[Editor’s Note: The M&A market for SMB owners has been relatively stagnant for the last 2 years. We think it’s time for owners to take the step to be prepared. We recently heard the following call to action for business owners:
“If you had the opportunity to keep an extra 30% or more of your sale
proceeds, Don’t be “that Guy” who passed it up!” -dpm]
Most business owners spend years building something valuable and weeks
planning how to sell it. That gap — between the years of effort and the rushed
preparation at the end — is where wealth quietly disappears.
The owners who walk away with the most from a transaction are rarely the
ones with the highest sale price. They are the ones who started planning early
enough to control the outcome. Three years is not an arbitrary number. It is
the minimum runway required to move the needle on value, on structure, on how
your business presents to buyers, and critically, on what you actually keep
after the deal closes.
A successful sale is not an event. It is the result of a deliberate
process that begins long before the first buyer conversation.

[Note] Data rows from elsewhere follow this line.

PR #730, opened 2020-07-10
[WIP] Use .env file for script commands

erik-shopify:

If org/app/dev store information are not in the .env file, the next push, enable, or disable command should prompt and store the org/app/dev store information in the .env file, such that subsequent commands do not prompt for app information if this information exists in .env.

This PR is still in progress, but I'm looking for some feedback on how I've implemented this ticket so far.

It would be helpful to me if in a review you could focus on where the logic is located (I struggled to find the right place for it, but settled on where it is because I felt I was duplicating code otherwise and it required not much modification), and whether there is an obvious issue in the logic that I've missed.

**Parts that are still in progress:**
- I know many tests are still failing - hanging tight on fixing them because I think it would be best to check the logic first right now.
- I'm working on retrieving the org information from the .env file, but it's coming out as a string and not parsing nicely into JSON, but otherwise I believe the logic works.

### DIFF
--- a/lib/project_types/script/forms/enable.rb
+++ b/lib/project_types/script/forms/enable.rb
@@ -6,18 +6,34 @@ module Script
       flag_arguments :api_key, :shop_domain
 
       def ask
-        self.api_key ||= ask_api_key
-        self.shop_domain ||= ask_shop_domain
+        if ScriptProject.current.env.nil?
+          org = ask_org
+          app = ask_app(org)
+          self.api_key = app['apiKey']
+          write_env(org, api_key, app['apiSecretKeys'].first['secret'], nil)
+        else
+          self.api_key ||= ScriptProject.current.env[:api_key]
+        end
+
+        env = ScriptProject.current.env
+
+        self.shop_domain ||= env[:shop]
+        self.shop_domain ||= ask_shop_domain(env[:org])
+        env.update(ctx, 'shop', self.shop_domain) if env[:shop].nil?
       end
 
       private
 
-      def ask_api_key
-        ask_app_api_key(organization['apps'], message: ctx.message('script.forms.enable.ask_app_api_key'))
+      def ask_app(org)
+        super(org['apps'], api_key, message: ctx.message('script.forms.enable.ask_app'))
       end
 
-      def ask_shop_domain
-        super(organization, message: ctx.message('script.forms.enable.ask_shop_domain'))
+      def ask_shop_domain(org)
+        super(org, message: ctx.message('script.forms.enable.ask_shop_domain'))
+      end
+
+      def ask_org
+        organization(api_key)
       end
     end
   end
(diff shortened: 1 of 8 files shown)


lib/project_types/script/forms/enable.rb
```diff
@@ -6,18 +6,34 @@ class Enable < ScriptForm
       flag_arguments :api_key, :shop_domain
 
       def ask
-        self.api_key ||= ask_api_key
-        self.shop_domain ||= ask_shop_domain
+        if ScriptProject.current.env.nil?
+          org = ask_org
+          app = ask_app(org)
+          self.api_key = app['apiKey']
+          write_env(org, api_key, app['apiSecretKeys'].first['secret'], nil)
```
jacobsteves, line 13: How come this is different than [forms/push.rb](https://github.com/Shopify/shopify-app-cli/pull/730/files#diff-fd88aa47aeb3c5692bb8b776948176d5R13)?

lib/project_types/script/forms/script_form.rb
```diff
@@ -61,6 +71,15 @@ def ask_shop_domain(organization, message: ctx.message('script.forms.script_form
           CLI::UI::Prompt.ask(message, options: organization["stores"].map { |s| s["shopDomain"] })
         end
       end
+
+      def write_env(org, api_key, secret_key, shop)
+        ShopifyCli::Resources::EnvFile.new(
```
jacobsteves, line 76: Looks like ARGO puts this logic within the ExtensionProject. I think it would make sense to put this in our ScriptProject

lib/project_types/script/forms/push.rb
```diff
@@ -6,13 +6,24 @@ class Push < ScriptForm
       flag_arguments :api_key, :force
 
       def ask
-        self.api_key ||= ask_api_key
+        if ScriptProject.current.env.nil?
+          org = ask_org
+          app = ask_app(org)
+          self.api_key = app['apiKey']
+          write_env(JSON.generate(org), api_key, app['apiSecretKeys'].first['secret'], nil)
```
jacobsteves, line 13: - I'm wondering if we should avoid serializing the org, what if we store the org_id and continue to fetch the org on each command instead? I'm worried about if the org query changes. There are also multiple org queries in use already
- Why are we storing `app['apiSecretKeys'].first['secret']` in the env now? I've never seen that before

lib/project_types/script/forms/enable.rb
jacobsteves: Also are there any plans for DRY? Since there is duplicated code between enable and push

jacobsteves: Sorry another thing I noticed - do we even need to store the org in the `.env`? I think monorail emits the org_id from the `.shopify-cli.yml` file, so we definitely need to update it there. Should we avoid saving the org in the `.env` then?

And if thats the case.. where is the line drawn between what goes in the `.env` and the `.shopify-cli.yml`?

erik-shopify:
Closing because I'm going to take a different approach. Thanks for the feedback!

What You Sell For and What You Keep Are Two Different
Numbers
The gap between your gross sale price and your after-tax proceeds can be
enormous — often 30 to 40 cents on every dollar, sometimes more. And most of
the decisions that determine that gap are made years before a buyer walks
through your door.
The tax clock starts long before the transaction process begins. Many of
the most powerful mitigation strategies require two to three years of lead time
to execute properly. Used early, they are legitimate and effective. Attempted
at the last minute, they invite IRS scrutiny and often fail entirely.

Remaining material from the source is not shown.